-- Exercise instructions --
Filter the records below down to lines containing "propValue".

****************

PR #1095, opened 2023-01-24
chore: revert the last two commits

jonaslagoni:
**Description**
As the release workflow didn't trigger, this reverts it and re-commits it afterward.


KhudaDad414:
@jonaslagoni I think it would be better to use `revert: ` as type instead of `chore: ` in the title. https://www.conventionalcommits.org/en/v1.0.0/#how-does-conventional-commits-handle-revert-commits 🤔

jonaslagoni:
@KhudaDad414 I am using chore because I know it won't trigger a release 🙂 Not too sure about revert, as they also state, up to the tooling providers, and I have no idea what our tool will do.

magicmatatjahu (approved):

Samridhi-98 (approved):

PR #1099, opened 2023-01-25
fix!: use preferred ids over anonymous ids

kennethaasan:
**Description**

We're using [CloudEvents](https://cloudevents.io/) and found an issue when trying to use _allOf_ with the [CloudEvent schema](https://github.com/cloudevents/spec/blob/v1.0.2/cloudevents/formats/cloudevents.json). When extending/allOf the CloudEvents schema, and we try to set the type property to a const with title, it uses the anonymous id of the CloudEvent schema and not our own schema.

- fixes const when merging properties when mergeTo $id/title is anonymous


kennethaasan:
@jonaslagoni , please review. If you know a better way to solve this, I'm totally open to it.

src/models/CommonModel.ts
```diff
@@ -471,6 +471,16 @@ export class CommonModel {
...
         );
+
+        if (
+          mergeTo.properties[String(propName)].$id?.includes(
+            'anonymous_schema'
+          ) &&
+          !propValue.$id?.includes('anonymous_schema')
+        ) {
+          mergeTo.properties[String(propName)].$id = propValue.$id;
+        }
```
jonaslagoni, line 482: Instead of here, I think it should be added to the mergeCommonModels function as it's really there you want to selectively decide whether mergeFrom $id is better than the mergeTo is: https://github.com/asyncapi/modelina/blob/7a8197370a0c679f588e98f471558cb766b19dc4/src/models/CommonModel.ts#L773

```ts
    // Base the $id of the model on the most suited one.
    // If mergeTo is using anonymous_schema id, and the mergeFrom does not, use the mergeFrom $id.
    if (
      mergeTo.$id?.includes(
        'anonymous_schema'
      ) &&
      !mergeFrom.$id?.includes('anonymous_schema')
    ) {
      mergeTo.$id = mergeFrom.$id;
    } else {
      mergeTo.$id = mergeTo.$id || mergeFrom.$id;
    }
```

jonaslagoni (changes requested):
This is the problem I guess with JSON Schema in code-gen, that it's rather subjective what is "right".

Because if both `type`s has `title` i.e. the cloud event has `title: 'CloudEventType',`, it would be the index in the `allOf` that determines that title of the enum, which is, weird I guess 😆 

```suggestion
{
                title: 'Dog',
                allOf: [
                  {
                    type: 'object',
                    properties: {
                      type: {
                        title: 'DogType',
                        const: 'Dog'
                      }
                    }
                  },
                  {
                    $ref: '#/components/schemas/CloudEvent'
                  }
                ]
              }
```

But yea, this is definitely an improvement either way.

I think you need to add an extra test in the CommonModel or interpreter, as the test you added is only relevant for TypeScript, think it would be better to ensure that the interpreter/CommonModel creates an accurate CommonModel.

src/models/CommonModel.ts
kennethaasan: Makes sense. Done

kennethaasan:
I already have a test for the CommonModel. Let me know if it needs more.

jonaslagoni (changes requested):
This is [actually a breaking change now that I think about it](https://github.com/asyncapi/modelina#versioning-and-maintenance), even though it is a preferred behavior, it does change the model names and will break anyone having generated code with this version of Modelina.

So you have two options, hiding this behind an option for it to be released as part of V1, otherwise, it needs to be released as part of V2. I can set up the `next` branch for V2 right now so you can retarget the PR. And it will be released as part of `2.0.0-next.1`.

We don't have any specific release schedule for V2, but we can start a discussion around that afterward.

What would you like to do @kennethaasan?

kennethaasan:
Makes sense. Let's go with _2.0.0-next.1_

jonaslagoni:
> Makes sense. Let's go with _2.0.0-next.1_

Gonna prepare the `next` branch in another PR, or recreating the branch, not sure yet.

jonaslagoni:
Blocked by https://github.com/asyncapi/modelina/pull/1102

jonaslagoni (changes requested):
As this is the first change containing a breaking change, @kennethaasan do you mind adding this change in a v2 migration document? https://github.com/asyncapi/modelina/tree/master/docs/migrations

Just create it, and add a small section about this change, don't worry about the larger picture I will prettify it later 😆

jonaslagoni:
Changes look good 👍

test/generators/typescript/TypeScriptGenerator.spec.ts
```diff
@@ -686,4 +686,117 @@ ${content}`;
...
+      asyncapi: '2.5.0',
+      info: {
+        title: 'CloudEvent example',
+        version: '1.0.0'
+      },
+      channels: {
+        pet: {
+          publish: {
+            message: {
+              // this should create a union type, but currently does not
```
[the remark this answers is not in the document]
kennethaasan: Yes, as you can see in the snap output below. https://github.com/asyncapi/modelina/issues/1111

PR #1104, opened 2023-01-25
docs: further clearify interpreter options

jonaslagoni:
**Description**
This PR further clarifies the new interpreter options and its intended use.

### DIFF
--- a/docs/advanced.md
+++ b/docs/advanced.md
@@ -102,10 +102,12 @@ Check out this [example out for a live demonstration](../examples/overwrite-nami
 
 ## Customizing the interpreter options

****************

-- Output of the exercise --
+          !propValue.$id?.includes('anonymous_schema')
+          mergeTo.properties[String(propName)].$id = propValue.$id;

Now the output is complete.